Conversely, high blood sugar (hyperglycemia) can also affect your sleep quality. When your blood sugar is high, your kidneys try to get rid of the extra sugar by making you urinate more often. Hyperglycemia also makes you feel more thirsty. Waking from sleep to get a drink or use the bathroom is an unpleasant result of this. In addition, research has shown that people who have above-average blood sugar- such as those with pre-diabetes or poorly controlled diabetes- experience less restful sleep in general.
Those with type 2 diabetes are also more likely to have sleep apnea, a condition where you have brief episodes of paused breathing throughout the night. This also contributes to poor quality sleep.
To make matters worse, not getting enough sleep has an impact on your blood sugar. Multiple studies have shown that not getting enough or irregular sleep- can lead to glucose intolerance. This can lead to or worsen Type 2 Diabetes.

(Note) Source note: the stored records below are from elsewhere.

PR #36, opened 2021-04-17
Use nixos modules and lib from patched nixpkgs and allow setting nixpkgs.config values in host modules

### LINKED ISSUE #4: Setting nixpkgs.config in a module doesn't seem to work anymore
I have some infrastructure in my nixos config to allow only specific unfree packages (to avoid accidental unfree use). Therefore I need to set `nixpkgs.config.allowUnfreePredicate` in my config, but the value it is set to doesn't seem to work anymore.

chvp:
As far as I can tell, these changes allow patching NixOS and configuring `nixpkgs.config` in the host's modules. I was able to evaluate (and switch to) my nixos config which uses both correctly.

I'll clean this up some more and maybe demonstrate the different possibilities in the fully featured example flake. (That will have to wait until tomorrow though, it's quite late here.)

Fixes #4.

### DIFF
--- a/examples/fully-featured/flake.nix
+++ b/examples/fully-featured/flake.nix
@@ -116,6 +116,10 @@
           output = "someConfigurations";
         };
 
+        Summer = {
+          channelName = "unstable";
+          modules = [ ./configurations/Summer.host.nix ];
+        };
       };
 
       # Evaluates to `packages.<system>.attributeKey = "attributeValue"`
@@ -134,7 +138,19 @@
       devShellBuilder = channels: channels.nixpkgs.mkShell { name = "devShell"; };
 
       # Evaluates to `checks.<system>.attributeKey = "attributeValue"`
-      checksBuilder = channels: { check = channels.nixpkgs.runCommandNoCC "test" { } "echo test > $out"; };
+      checksBuilder = channels:
+        let
+          booleanCheck = cond:
+            if cond
+            then channels.nixpkgs.runCommandNoCC "success" { } "echo success > $out"
+            else channels.nixpkgs.runCommandNoCC "failure" { } "exit 1";
+        in
+        {
+          check = channels.nixpkgs.runCommandNoCC "test" { } "echo test > $out";
+          summerHasCustomModuleConfigured = booleanCheck (self.nixosConfigurations.Summer.config.patchedModule.test == "test");
+          summerHasPackageOverridesConfigured = booleanCheck (self.nixosConfigurations.Summer.config.nixpkgs.pkgs.config ? packageOverrides);
+          summerHasUnfreeConfigured = booleanCheck (self.nixosConfigurations.Summer.config.nixpkgs.pkgs.config ? allowUnfree);
+        };
 
       # All other values gets passed down to the flake
       checks.x86_64-linux.merge-with-checksBuilder-test = self.pkgs.x86_64-linux.nixpkgs.hello;
--- a/examples/fully-featured/flake.nix
+++ b/examples/fully-featured/flake.nix
@@ -147,8 +147,11 @@
         in
         {
           check = channels.nixpkgs.runCommandNoCC "test" { } "echo test > $out";
+          # Modules (and lib) from patched nixpkgs are used
           summerHasCustomModuleConfigured = booleanCheck (self.nixosConfigurations.Summer.config.patchedModule.test == "test");
+          # nixpkgs config from host-specific module is used
           summerHasPackageOverridesConfigured = booleanCheck (self.nixosConfigurations.Summer.config.nixpkgs.pkgs.config ? packageOverrides);
+          # nixpkgs config from channel is also used
           summerHasUnfreeConfigured = booleanCheck (self.nixosConfigurations.Summer.config.nixpkgs.pkgs.config ? allowUnfree);
         };
 
--- a/systemFlake.nix
+++ b/systemFlake.nix
@@ -86,12 +86,14 @@ let
     let
       selectedNixpkgs = getNixpkgs host;
       host = evalHostArgs (mergeAny hostDefaults host');
+      channelValue = channels.${host.channelName};
+      patchedChannel = patchChannel host.system channelValue.input (channelValue.patches or [ ]);
     in
     {
       ${host.output}.${hostname} = host.builder {
-        inherit (selectedNixpkgs) system;
+        inherit (host) system;
         modules = [
-          ({ pkgs, lib, options, ... }: {
+          ({ pkgs, lib, options, config, ... }: {
             # 'mkMerge` to separate out each part into its own module
             _type = "merge";
             contents = [
@@ -99,11 +101,13 @@ let
                 networking.hostName = hostname;
               })
 
-              (if options ? nixpkgs then {
-                nixpkgs = {
-                  inherit (selectedNixpkgs) overlays config system;
+              (optionalAttrs (options ? nixpkgs) {
+                nixpkgs.pkgs = import patchedChannel {
+                  inherit (host) system;
+                  overlays = sharedOverlays ++ (if (channelValue ? overlaysBuilder) then (channelValue.overlaysBuilder pkgs) else [ ]);
+                  config = channelsConfig // (channelValue.config or { }) // config.nixpkgs.config;
                 };
-              } else { _module.args.pkgs = selectedNixpkgs; })
+              })
 
               (optionalAttrs (options ? system.configurationRevision) {
                 system.configurationRevision = lib.mkIf (self ? rev) self.rev;
--- a/systemFlake.nix
+++ b/systemFlake.nix
@@ -101,13 +101,13 @@ let
                 networking.hostName = hostname;
               })
 
-              (optionalAttrs (options ? nixpkgs) {
+              (if options ? nixpkgs then {
                 nixpkgs.pkgs = import patchedChannel {
                   inherit (host) system;
                   overlays = sharedOverlays ++ (if (channelValue ? overlaysBuilder) then (channelValue.overlaysBuilder pkgs) else [ ]);
                   config = channelsConfig // (channelValue.config or { }) // config.nixpkgs.config;
                 };
-              })
+              } else { _module.args.pkgs = selectedNixpkgs; })
 
               (optionalAttrs (options ? system.configurationRevision) {
                 system.configurationRevision = lib.mkIf (self ? rev) self.rev;
--- a/systemFlake.nix
+++ b/systemFlake.nix
@@ -88,6 +88,21 @@ let
       host = evalHostArgs (mergeAny hostDefaults host');
       channelValue = channels.${host.channelName};
       patchedChannel = patchChannel host.system channelValue.input (channelValue.patches or [ ]);
+      # Use lib from patched nixpkgs
+      lib = import (patchedChannel + "/lib");
+      # Use nixos modules from patched nixpkgs
+      baseModules = import (patchedChannel + "/nixos/modules/module-list.nix");
+      # Override `modulesPath` because otherwise imports from there will not use patched nixpkgs
+      specialArgs = { modulesPath = builtins.toString (patchedChannel + "/nixos/modules"); } // host.specialArgs;
+      # The only way to find out if a host has `nixpkgs.config` set to
+      # the non-default value is by evalling most of the config.
+      hostConfig = (lib.evalModules {
+        prefix = [ ];
+        check = false;
+        modules = baseModules ++ host.modules;
+        args = { inherit inputs; } // host.extraArgs;
+        inherit specialArgs;
+      }).config;
     in
     {
       ${host.output}.${hostname} = host.builder ({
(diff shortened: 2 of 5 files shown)


blaggacao:
Since importing `nixpkgs` unfortunately is not a cheap operation, I'd propose to condition any such logic on the presence of `nixpkgs.config` and otherwise share the (already) instantiated `self.pkgs` betwewn hosts.

chvp:
> Since importing `nixpkgs` unfortunately is not a particular cheap operation, I'd propose to condition any such logic on the meaningful presence of `nixpkgs.config` (whatever that would be) and otherwise stick with sharing the (already) instantiated per-channel-per-system `self.pkgs` between hosts.

Figuring out the presence of `nixpkgs.config` is not an easy operation without triggering infinite recursion, sadly. As far as I can tell, it would require an extra evaluation of the host's configured modules. I'd have to try it to see if it is even possible at all.

> Other than that, this looks like a pretty nice escape hatch to avoid rendering the nix manual deprecated. 😉

Not sure what you mean by this?

chvp:
The current iteration makes it so that the nixpkgs patching can also patch `lib` and `nixos/modules`. I'm pretty sure it doesn't result in an extra nixpkgs evaluation, since `selectedNixpkgs` is only used if the `nixpkgs.config` option does not exist.

This probably breaks the `nix-darwin` support right now, but I'm not sure how I can test that.

blaggacao:
For the patching, we really should see if we (as a community of fup / devos users) can give https://github.com/NixOS/nix/issues/3920#issuecomment-806622462 a spin. Wouldn't you (or anybody reading this) know of somebody capable (in C) of getting the work done?

systemFlake.nix
```diff
@@ -100,8 +102,10 @@ let
               })
 
               (if options ? nixpkgs then {
-                nixpkgs = {
-                  inherit (selectedNixpkgs) overlays config system;
+                nixpkgs.pkgs = import patchedChannel {
+                  inherit (host) system;
+                  overlays = sharedOverlays ++ (if (channelValue ? overlaysBuilder) then (channelValue.overlaysBuilder self.pkgs) else [ ]);
+                  config = channelsConfig // (channelValue.config or { }) // config.nixpkgs.config;
```
blaggacao, line 108: @Pacman99 The condensed reason for this is `config.nixpkgs.config` to work as the nix-manual states.

However it odes import nixpkgs on every host and does not "re-use" the import of `self.pkgs`. Conceptually this is fine, since anything host-specific would have no natuarl pace in `self.pkgs` (which is system / channel specific).

However, I'm a bit vary that we would import nixpkgs for every single host (again). That doesn't scale very well if we have 5000 otherwise uniform hosts to update, for example.

I'd be very much in favor of this addition if it was possible to only trigger it (and opt to not re-use imports from `self.pkgs`) in case `config.nixpkgs.config` was meaningfully set.

I ping you since, maybe you might have an idea here how to accomplish this.

chvp:
> For the patching, we really should see if we (as a community of fup / devos users) can give [NixOS/nix#3920 (comment)](https://github.com/NixOS/nix/issues/3920#issuecomment-806622462) a spin. Wouldn't you (or anybody reading this) know of somebody capable (in C) of getting the work done?

I don't, sorry.

systemFlake.nix
chvp: Note that the `self.pkgs` import never actually happens, since Nix is lazy, and `self.pkgs` isn't used anywhere for a nixos configuration.

Like I said, detecting use of nixpkgs.config is not easy. The full configuration for a host would have to be evaluated separately to avoid infinite recursion (we can't check whether something is set in what we are currently evaluating if we might change the outcome of that check based on the result of that check).

chvp:
The last commit adds the proposed mechanism to avoid re-importing nixpkgs for a host unless the host sets `nixpkgs.config`.

blaggacao (approved):
LGTM, reviewed on cel phone.

systemFlake.nix
```diff
@@ -86,24 +86,51 @@ let
...
       selectedNixpkgs = getNixpkgs host;
       host = evalHostArgs (mergeAny hostDefaults host');
+      channelValue = channels.${host.channelName};
+      patchedChannel = patchChannel host.system channelValue.input (channelValue.patches or [ ]);
+      # Use lib from patched nixpkgs
+      lib = import (patchedChannel + "/lib");
+      # Use nixos modules from patched nixpkgs
+      baseModules = import (patchedChannel + "/nixos/modules/module-list.nix");
+      # Override `modulesPath` because otherwise imports from there will not use patched nixpkgs
+      specialArgs = { modulesPath = builtins.toString (patchedChannel + "/nixos/modules"); } // host.specialArgs;
```
gytis-ivaskevicius, line 96: I believe using something along the lines of `patchedChannel = selectedNixpkgs.path;` should get the job done nicely.
Same goes for lib - `lib = selectedNixpkgs.lib;`
As for `baseModules` - I bet there is some way to do it as well, need to look into it. I will get back to you on this one.

systemFlake.nix
```diff
@@ -86,24 +86,51 @@ let
...
+              # because that triggers infinite recursion.
+                if (hostConfig.nixpkgs.config == { }) then
+                  { nixpkgs.pkgs = selectedNixpkgs; }
+                else
+                  {
+                    nixpkgs.pkgs = import patchedChannel {
+                      inherit (host) system;
+                      overlays = sharedOverlays ++ (if (channelValue ? overlaysBuilder) then (channelValue.overlaysBuilder self.pkgs) else [ ]);
+                      config = channelsConfig // (channelValue.config or { }) // config.nixpkgs.config;
+                    };
```
gytis-ivaskevicius, line 131: Consider this instead:
```nix
                {
                  nixpkgs.pkgs =
                    if (hostConfig.nixpkgs.config == { })
                    then selectedNixpkgs
                    else
                      import patchedChannel {
                        inherit (host) system;
                        overlays = sharedOverlays ++ (if (channelValue ? overlaysBuilder) then (channelValue.overlaysBuilder self.pkgs) else [ ]);
                        config = channelsConfig // (channelValue.config or { }) // config.nixpkgs.config;
                      };
                }
```

systemFlake.nix
```diff
@@ -122,7 +149,9 @@ let
           })
         ] ++ host.modules;
         specialArgs = host.specialArgs;
-      };
+      } // (optionalAttrs (host.output == "nixosConfigurations") {
```
gytis-ivaskevicius, line 152: I guess such comparison is fine, but I'd love to hear if anyone else has better ideas to detect nixos system

systemFlake.nix
gytis-ivaskevicius: Wait a second, won't this use a patched version of nixpkgs in case no configuration defined at all? :thinking:

gytis-ivaskevicius (approved):
Aside from these minor changes - it really does look great, very nice!!

One of the things that I'd like to ask is to add some sort of "tests" to make sure that we don't break this functionality in the future. This can be done via just using these changes in one of the examples and making sure that pipelines pass https://github.com/chvp/flake-utils-plus/actions 

It's like either you do it or I will :D, I think it's important since to test something like that is a little tricky. No worries if you rather not deal with it.


Anyways, fixup or shoot down these comments and send a message "Ready to be merged" and it's going to be the end of this PR :)

systemFlake.nix
Pacman99: I was thinking of a possible alternative to this could be if you set the builder to `import "${selectedNixpkgs}/nixos/lib/eval-config.nix"`. That would only deal with the modules, but it wouldn't help with the nixpkgs.config issue.

lib.nixosSystem is essentially that but it sets the nixos revision and adds some vm features. So if we are willing to drop those, and just directly import eval-config, it might be much cleaner.

Pacman99: Or maybe we can keep the default as nixosSystem, and just add documentation on how to pass the patched channel eval-config as the builder.

systemFlake.nix
Pacman99: I think it would be better if we this was done with the custom builder argument.

systemFlake.nix
chvp: Both use patched nixpkgs, the difference is the config that is passed to the patched nixpkgs. In the first case the config is only the config set in flake.nix, in the second the configuration from the host's modules is taken into account as well.

systemFlake.nix
chvp: Ah, I didn't know the path attribute existed. I'll make the requested changes. I'm pretty sure the base modules will always have to be imported, they aren't exposed in nixpkgs' pkgs.

systemFlake.nix
chvp: Moving this to the builder seems like a good idea. I'd argue for it to be the default, though.

chvp:
> Aside from these minor changes - it really does look great, very nice!!
> 
> One of the things that I'd like to ask is to add some sort of "tests" to make sure that we don't break this functionality in the future. This can be done via just using these changes in one of the examples and making sure that pipelines pass https://github.com/chvp/flake-utils-plus/actions
> 
> It's like either you do it or I will :D, I think it's important since to test something like that is a little tricky. No worries if you rather not deal with it.
> 
> Anyways, fixup or shoot down these comments and send a message "Ready to be merged" and it's going to be the end of this PR :)

I'll add some tests tomorrow. It's something I definitely wanted to do, but I was waiting to see whether you thought this PR was viable or not.

systemFlake.nix
gytis-ivaskevicius: I feel like a custom builder would make it more complex than it needs to be for the end-user, maybe we should keep current implementation?

chvp:
I added some test that check whether the patched modules and lib is used and whether the config is merged correctly when the host has `nixpkgs.config` set. The pipeline passes except for the last item (the Darwin configuration). https://github.com/chvp/flake-utils-plus/runs/2380823370

examples/fully-featured/flake.nix
```diff
@@ -134,7 +138,22 @@
...
+        in
+        {
+          check = channels.nixpkgs.runCommandNoCC "test" { } "echo test > $out";
+          # Modules (and lib) from patched nixpkgs are used
+          summerHasCustomModuleConfigured = booleanCheck (self.nixosConfigurations.Summer.config.patchedModule.test == "test");
+          # nixpkgs config from host-specific module is used
+          summerHasPackageOverridesConfigured = booleanCheck (self.nixosConfigurations.Summer.config.nixpkgs.pkgs.config ? packageOverrides);
+          # nixpkgs config from channel is also used
+          summerHasUnfreeConfigured = booleanCheck (self.nixosConfigurations.Summer.config.nixpkgs.pkgs.config ? allowUnfree);
+        };
```
gytis-ivaskevicius, line 156: Alright, you put more work into it than expected - I would have just set some host-specific configuration and checked if it builds.

I like the fact that it's a check but I am not sure if this should be part of the example. But then again - this example is already pretty overwhelming.

@Pacman99 @blaggacao Any thoughts?

systemFlake.nix
```diff
@@ -86,24 +86,51 @@ let
...
       host = evalHostArgs (mergeAny hostDefaults host');
+      patchedChannel = selectedNixpkgs.path;
+      # Use lib from patched nixpkgs
+      lib = selectedNixpkgs.lib;
+      # Use nixos modules from patched nixpkgs
+      baseModules = import (patchedChannel + "/nixos/modules/module-list.nix");
+      # Override `modulesPath` because otherwise imports from there will not use patched nixpkgs
+      specialArgs = { modulesPath = builtins.toString (patchedChannel + "/nixos/modules"); } // host.specialArgs;
+      # The only way to find out if a host has `nixpkgs.config` set to
+      # the non-default value is by evalling most of the config.
```
gytis-ivaskevicius, line 97: I'm quite happy with it. I'll take a closer look into those other two cases at... at... at some point :D
But yeah, LGTM

gytis-ivaskevicius (approved):
Looks great, will wait for a little while to see if @Pacman99 or @blaggacao has any comments to add and I guess we might as well merge it :)

Also, if you don't mind - mind rebasing this branch on the latest staging?

chvp:
> Also, if you don't mind - mind rebasing this branch on the latest staging?

Done

examples/fully-featured/flake.nix
blaggacao: IMO, it's completely ok to have the fulky featured example overflow. Where can we have such detailed documentation that is not called "tests", otherwise? :wink:

systemFlake.nix
blaggacao: We definitely need to find somebody who knows how to implement `inputs.myflake.patches = [];` :smile:

blaggacao (approved):
Still LGTM! Thanks for the in-line comments.

chvp:
There was still a problem with nix-darwin evaluation (which the rebase caught), so I fixed that in the latest commit.

Pacman99 (approved):
LGTM I'm not a huge fan of the output == nixosConfigurations, but also I don't see any way around it. I like that this helps with improving patching, while not hurting workflows that don't use it.

Also the creation of `hostConfig` is a really cool trick with evalModules that I've never been able to get right, and I could see it being useful in other places.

How to Regulate Your Blood Sugar While You Sleep?
For those who are not on insulin, regulating your blood sugar while you are asleep comes down to making some changes in what and when you are eating. If you suspect that your blood sugar is too high or too low when you are sleeping, try making some of the following changes to your diet:

- Eat a well-balanced diet: This means your diet should include a balanced amount of protein, carbohydrates, and fats. Having too many carbohydrates, for example, can cause spikes in your blood sugar, whereas protein and fats without carbohydrates might cause low blood sugar. A balance of carbohydrates, proteins, and fats in your diet can help slow the absorption of carbohydrates and level out your blood sugar overnight.

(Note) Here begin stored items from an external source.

PR #40, opened 2021-04-18
removes unnecessary newlines

legendofmiracles:


examples/fully-featured-flake.nix
```diff
@@ -133,7 +133,3 @@
 
     };
 }
-
```
gytis-ivaskevicius, line 136: Bro, but where is that extra newline at the end? :D

gytis-ivaskevicius (changes requested):
All the development is happening in the staging branch. This change is incompatable

PR #42, opened 2021-04-22
imp: provide per channel modules paths to make it easy to "backport"

blaggacao:
a module. imports = [ ${myChannelModulesPathk}/installer/...

This allows users to relatively conveniently pull in modules from other channels. The chances of success are mixed depending on the channel distance, but if it works, it's great.

### DIFF
--- a/systemFlake.nix
+++ b/systemFlake.nix
@@ -30,7 +30,7 @@
 
 let
   inherit (flake-utils-plus.lib) eachSystem patchChannel;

- Choose fiber-rich foods: Choose whole grains, fruits, and vegetables with high fiber content. Fiber slows down digestion, preventing rapid spikes in blood sugar.
- Watch the timing of your meals: Avoid large meals close to bedtime, as this can lead to indigestion and fluctuations in blood sugar levels that may disrupt sleep.
If you are on medication for diabetes, this obviously affects your blood sugar as well, combined with what you are choosing to eat. Talk to your doctor about your medication and diet if you are having high or low blood sugars while you are sleeping.
Impact of Alcohol on Your Sleep
Alcohol is another factor that can impact both your blood sugar and your sleep. When you drink alcohol, it has a series of effects. Your body sees alcohol as a toxin and wants to get it out of your system, so the liver processes it first. While it is doing this, it is not paying as close attention to regulating your blood sugar levels. Normally, your liver would stimulate the release of glucose when your blood sugar level gets low, but the liver is now too busy processing the alcohol. This can lead to low blood sugar- which can cause dizziness, shakiness, and confusion.
If you drink alcohol right before bed, the low blood sugar episodes can lead to the side effects noted above (nightmares, night sweats). On top of this, the calories from alcohol are stored in the liver as fat. If you drink alcohol regularly, this fat can make liver cells more resistant to insulin, leading to higher blood sugars…which can also impact sleep!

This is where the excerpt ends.